[Dataset entries]
PR #13960, opened 2022-12-08
Special handling for username obtained from active directory stripping domain for username in default path

dkocher:


nextcloud/src/main/java/ch/cyberduck/core/nextcloud/NextcloudHomeFeature.java
```diff
@@ -37,19 +35,20 @@ public NextcloudHomeFeature(final Host bookmark) {
...
+        String username = bookmark.getCredentials().getUsername();
+        if(StringUtils.isBlank(username)) {
             if(log.isWarnEnabled()) {
                 log.warn(String.format("Missing username for %s", bookmark));
             }
             return null;
         }
         final Path workdir = new Path(new Path(String.format("/remote.php/dav/%s", files.name()), EnumSet.of(Path.Type.directory)),
-                URIEncoder.encode(bookmark.getCredentials().getUsername()), EnumSet.of(Path.Type.directory));
+                username, EnumSet.of(Path.Type.directory));
```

:: Aim of the exercise ::
Each line of the data in which the string "directory" appears needs to be copied.

:: Solution below ::
Special handling for username obtained from active directory stripping domain for username in default path
         final Path workdir = new Path(new Path(String.format("/remote.php/dav/%s", files.name()), EnumSet.of(Path.Type.directory)),
-                URIEncoder.encode(bookmark.getCredentials().getUsername()), EnumSet.of(Path.Type.directory));
+                username, EnumSet.of(Path.Type.directory));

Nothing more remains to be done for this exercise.